Unlike libertarians and some classical economists who too often dwell in the realm of abstract theory, Röpke possessed a gritty realism. First, he intuitively recognised that there is interplay between between political and economic processes, and rejected attempts by economists to conceive of economic questions and answers solely in the realm of abstract theory devoid of cultural, political, psychological and social considerations. Second, he recognised the intrinsic value of state intervention in prosecuting acts of force and fraud, enforcing contracts and upholding private property rights. Abusus non tollit usum (Wrong use does not preclude proper use). As an economist, he could offer prescriptive wisdom on the proper and limited role of the state in the economy while elaborating upon the ruinous consequences of imprudent state interventions such as price-fixing, inflation, production quotas, monopolies, cartels, over-taxation and over-regulation. Röpke essentially favored economic laissez-faire overseen by a night-watchmen state that exercised profound restraint in its interventionism least it hinder or even cripple a nation's potential for prosperity. Underlying Röpke's humane economy is the idea that a market economy needs a prudent civil framework, widespread distribution of property, a strong entrepreneurial middle class and emphasis on parochial traditionalism. Anyway, Röpke itinerates the need for sound monetary and fiscal policy on the part of the state. He holds that the gold standard is the only real safeguard against the vicious boom-and-bust cycles of modern capitalist society. Röpke recognised that a market economy flourishes when tradition and community guard against the centralising depredations of both Big Business and Big Government. Hence, his commitment to the principle of subsidiarity, which in Europe today seems to survive only in that beautiful alpine island of parochialism, namely Switzerland. Though, Switzerland may be losing its vitality as it is straddled by the colossal and cosmopolitan EU super-state as if it is ready to be consumed.

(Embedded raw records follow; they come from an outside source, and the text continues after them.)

PR #68, opened 2022-01-05
Support externally managed secret keys

kasperisager:
This pull request introduces support for externally managed secret keys to allow a relaying DHT node to act on behalf of another relayed node. A summary of the changes:

- `DHT.createServer()` and `DHT.connect()` now accept two new options, `createHandshake` and `createSecretStream`, to allow callers to perform Noise handshaking and stream setup themselves. To ensure that the relaying DHT node can still hole punch on behalf of the relayed node, `handshake.final()` is now required to return a `holepunchSecret` key, but may leave out the Noise keys.

- `server.listen()` now accepts two new options, `signAnnounce` and `signUnannounce`, to allow callers to perform signing themselves.

- `DHT.lookupAndUnannounce()`, `DHT.unannounce()`, and `DHT.announce()` now accept a new option, `signUnannounce`, to allow callers to perform signing themselves. `DHT.announce()` also accepts a `signAnnounce` option and `DHT.mutablePut()` accepts a `signMutable` option.

### DIFF
--- a/index.js
+++ b/index.js
@@ -86,12 +86,15 @@ class HyperDHT extends DHT {
       this._persistent.unannounce(target, keyPair.publicKey)
     }
 
-    const commit = async (reply, dht, query) => {
+    opts = { ...opts, map, commit }
+    return this.query({ target, command: COMMANDS.LOOKUP, value: null }, opts)
+
+    async function commit (reply, dht, query) {
       await Promise.all(unannounces) // can never fail, caught below
       return userCommit(reply, dht, query)
     }
 
-    const map = (reply) => {
+    function map (reply) {
       const data = mapLookup(reply)
 
       if (!data || !data.token) return data
@@ -116,10 +119,6 @@ class HyperDHT extends DHT {
 
       return data
     }
-
-    opts = { ...opts, map, commit }
-
-    return this.query({ target, command: COMMANDS.LOOKUP, value: null }, opts)
   }
 
   unannounce (target, keyPair, opts = {}) {
@@ -129,8 +128,14 @@ class HyperDHT extends DHT {
   announce (target, keyPair, relayAddresses = [], opts = {}) {
     const signAnnounce = opts.signAnnounce || Persistent.signAnnounce
 
-    const commit = (reply, dht) => {
-      return this._requestAnnounce(
+    opts = { ...opts, commit }
+
+    return opts.clear
+      ? this.lookupAndUnannounce(target, keyPair, opts)
+      : this.lookup(target, opts)
+
+    function commit (reply, dht) {
+      return dht._requestAnnounce(
         keyPair,
         dht,
         target,
@@ -140,12 +145,6 @@ class HyperDHT extends DHT {
         signAnnounce
       )
     }
-
-    opts = { ...opts, commit }
-
-    return opts.clear
-      ? this.lookupAndUnannounce(target, keyPair, opts)
-      : this.lookup(target, opts)
   }
 
   async immutableGet (target, opts = {}) {
--- a/index.js
+++ b/index.js
@@ -80,6 +80,7 @@ class HyperDHT extends DHT {
     const unannounces = []
     const dht = this
     const userCommit = opts.commit || noop
+    const signUnannounce = opts.signUnannounce || Persistent.signUnannounce
 
     if (this._persistent !== null) { // unlink self
       this._persistent.unannounce(target, keyPair.publicKey)
@@ -114,7 +115,7 @@ class HyperDHT extends DHT {
         signature: null
       }
 
-      unann.signature = Persistent.signUnannounce(target, token, from.id, unann, keyPair.secretKey)
+      unann.signature = signUnannounce(target, token, from.id, unann, keyPair.secretKey)
 
       const value = c.encode(m.announce, unann)
       unannounces.push(dht.request({ token, target, command: COMMANDS.UNANNOUNCE, value }, from).catch(noop))
@@ -128,6 +129,8 @@ class HyperDHT extends DHT {
   }
 
   announce (target, keyPair, relayAddresses = [], opts = {}) {
+    const signAnnounce = opts.signAnnounce || Persistent.signAnnounce
+
     opts = { ...opts, commit }
 
     return opts.clear
@@ -145,7 +148,7 @@ class HyperDHT extends DHT {
         signature: null
       }
 
-      ann.signature = Persistent.signAnnounce(target, token, from.id, ann, keyPair.secretKey)
+      ann.signature = signAnnounce(target, token, from.id, ann, keyPair.secretKey)
 
       const value = c.encode(m.announce, ann)
       return dht.request({ token, target, command: COMMANDS.ANNOUNCE, value }, from)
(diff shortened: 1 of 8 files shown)


lib/noise-wrap.js
```diff
@@ -37,11 +38,16 @@ module.exports = class NoiseWrap {
...
+    const holepunchCapability = Buffer.allocUnsafe(32)
+
+    sodium.crypto_generichash(holepunchCapability, this.handshake.hash, NS.PEER_HOLEPUNCH)
+
     return {
       isInitiator: this.isInitiator,
       publicKey: this.keyPair.publicKey,
       remotePublicKey: this.remotePublicKey,
       remoteId: NoiseSecretStream.id(this.handshake.hash, !this.isInitiator),
+      holepunchCapability,
```
mafintosh, line 50: holepunchSecret

kasperisager:
@davidmarkclements The tests are failing on Windows as of Brittle 2.0.2. Do you know what might be causing this?

kasperisager:
@mafintosh This is ready for another look.

lib/server.js
```diff
@@ -105,38 +114,48 @@ module.exports = class Server extends EventEmitter {
...
-    const fw = this.firewall(handshake.remotePublicKey, remotePayload, clientAddress)
-
     const hs = {
       round: 0,
       reply: null,
       pair: null,
-      protocols: remotePayload.protocols & this._protocols,
-      firewalled: (!fw || !fw.then) ? Promise.resolve(fw) : fw.catch(toTrue),
+      protocols: this._protocols,
+      firewalled: false,
```
mafintosh, line 126: init this to true, just to be on the safe side

lib/noise-wrap.js
```diff
@@ -16,32 +17,30 @@ module.exports = class NoiseWrap {
...
-    let payload = null
-
-    try {
-      payload = c.decode(messages.noisePayload, this.handshake.recv(buf))
-    } catch {
-      return null
-    }
-
+  async recv (buf) {
+    const payload = c.decode(messages.noisePayload, this.handshake.recv(buf))
```
mafintosh, line 26: nice, good change!

lib/announcer.js
```diff
@@ -6,18 +6,20 @@ const Persistent = require('./persistent')
...
 module.exports = class Announcer {
-  constructor (dht, keyPair, target) {
+  constructor (dht, keyPair, target, record, opts = {}) {
     this.dht = dht
     this.keyPair = keyPair
     this.target = target
     this.relays = []
     this.stopped = false
-    this.record = c.encode(m.peer, { publicKey: this.keyPair.publicKey, relayAddresses: [] })
+    this.record = record
```
mafintosh, line 15: is this change still needed now? otherwise let's move it to another pr or just keep it as it was

index.js
```diff
@@ -208,11 +211,13 @@ class HyperDHT extends DHT {
...
 
   async mutablePut (keyPair, value, opts = {}) {
+    const signMutable = opts.signMutable || Persistent.signMutable
+
     const target = Buffer.allocUnsafe(32)
     sodium.crypto_generichash(target, keyPair.publicKey)
 
     const seq = opts.seq || 0
-    const signature = Persistent.signMutable(seq, value, keyPair.secretKey)
+    const signature = signMutable(seq, value, keyPair.secretKey)
```
mafintosh, line 220: this needs async support doesnt it?

index.js
```diff
@@ -145,7 +148,7 @@ class HyperDHT extends DHT {
         signature: null
       }
 
-      ann.signature = Persistent.signAnnounce(target, token, from.id, ann, keyPair.secretKey)
+      ann.signature = signAnnounce(target, token, from.id, ann, keyPair.secretKey)
```
mafintosh, line 151: async now? note the commit method can be async to help with that (it expects a promise returned)

index.js
```diff
@@ -114,7 +115,7 @@ class HyperDHT extends DHT {
         signature: null
       }
 
-      unann.signature = Persistent.signUnannounce(target, token, from.id, unann, keyPair.secretKey)
+      unann.signature = signUnannounce(target, token, from.id, unann, keyPair.secretKey)
```
mafintosh, line 118: async also yea? note that this is doable if you just move this logic to a _requestUnnnnounce method or something that is async and call that instead of dht.request below (the unannounces is a list of promises)

lib/connect.js
```diff
@@ -17,7 +17,7 @@ module.exports = function connect (dht, publicKey, opts = {}) {
     dht,
     round: 0,
     target: hash(publicKey),
-    handshake: new NoiseWrap(keyPair, publicKey),
+    handshake: (opts.handshake || defaultHandshake)(keyPair, publicKey),
```
mafintosh, line 20: nit: createHandshake?

lib/connect.js
```diff
@@ -182,7 +182,7 @@ async function connectThroughNode (c, node) {
   const { serverAddress, clientAddress, relayed, noise } = await c.dht._router.peerHandshake(c.target, { noise: c.request }, node.from)
   if (isDone(c) || c.connect) return
 
-  const payload = c.handshake.recv(noise)
+  const payload = await c.handshake.recv(noise)
   if (!payload) return
```
mafintosh, line 186: check isDone(c) here also like above, since this follows an await now

lib/connect.js
```diff
@@ -170,7 +170,7 @@ async function connectThroughNode (c, node) {
     const addr = c.dht._sockets.remoteServerAddress()
 
     c.firewall = c.dht.firewalled ? FIREWALL.UNKNOWN : FIREWALL.OPEN
-    c.request = c.handshake.send({
+    c.request = await c.handshake.send({
```
mafintosh, line 173: this needs an extra flag on c now, requesting: true|false, because we guard above using the c.request property if we should issue the handshake at all, and the await breaks that

lib/noise-wrap.js
```diff
@@ -22,26 +23,24 @@ module.exports = class NoiseWrap {
...
     return payload
   }
 
   final () {
     if (!this.handshake.complete) throw new Error('Handshake did not finish')
 
+    const holepunchSecret = Buffer.allocUnsafe(32)
+
+    sodium.crypto_generichash(holepunchSecret, this.handshake.hash, NS.PEER_HOLEPUNCH)
+
```
mafintosh, line 37: just a mental note that we might want to have a static function or someway of generating this outside the module now we need it returned from final :)

lib/server.js
```diff
@@ -91,6 +94,8 @@ module.exports = class Server extends EventEmitter {
       onpeerholepunch: this._onpeerholepunch.bind(this)
     })
 
+    this._listening = true
```
mafintosh, line 97: you need to set this to false also behlow in the catch

lib/server.js
```diff
@@ -105,38 +110,48 @@ module.exports = class Server extends EventEmitter {
...
     }
-    if (this.closed) {
+
+    hs.protocols &= remotePayload.protocols
+
+    try {
+      hs.firewalled = await this.firewall(handshake.remotePublicKey, remotePayload, clientAddress)
+    } catch (err) {
+      safetyCatch(err)
+      hs.firewalled = true
```
mafintosh, line 145: not needed now that it's initialised to true

kasperisager:
I broke the tests 💥

lib/connect.js
```diff
@@ -165,12 +166,13 @@ async function findAndConnect (c, opts) {
...
 async function connectThroughNode (c, node) {
-  if (!c.request) {
+  if (!c.requesting) {
     // If we have a stable server address, send it over now
     const addr = c.dht._sockets.remoteServerAddress()
 
     c.firewall = c.dht.firewalled ? FIREWALL.UNKNOWN : FIREWALL.OPEN
-    c.request = c.handshake.send({
+    c.requesting = true
+    c.request = await c.handshake.send({
```
mafintosh, line 175: Last thing, we should check isDone after the send also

In The Humane Economy, Röpke surmised that:
The market economy, and with social and political freedom, can thrive only as part and under the protection of a bourgeois system. This implies the existence of a society in which certain fundamentals are respected and color the whole network of social relationships: individual effort and responsibility, absolute norms and values, independence based on ownership, prudence and daring, calculating and saving, responsibility for planning one's own life, proper coherence with the community, family feeling, a sense of tradition and the succession of generations combined with an open-minded view of the present and the future, proper tension between individual and community, firm moral discipline, respect for the value of money, the courage to grapple on one's own with life and its uncertainties, a sense of the natural order of things, and a firm scale of values.

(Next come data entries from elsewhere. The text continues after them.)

PR #73, opened 2022-01-17
Add browser.js to avoid nodejs dependencies

Nazeh:
Added dependency: `b4a`
Could have refactored `createKeyPair` to be shared between`index.js` and `browser.js` but I wanted to keep changes to `index.js` minimal.


kasperisager:
Duplicate of #65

To answer those who might sneer at this, Röpke nimbly replies, "Whoever turns his nose up at these things... suspects them of being 'reactionary'... may in all seriousness be asked what ideals he intends to defend against Communism without having to borrow from it."
While much of Röpke's ideas are remarkably original, his economic and cultural criticism finds a close parallel in the conservative sociologist Robert Nisbet, Anglo-Catholic distributists like G.K. Chesterton and Hillare Belloc, and the Southern agrarians like John Crowe Ransom, Allen Tate, and Donald Davidson.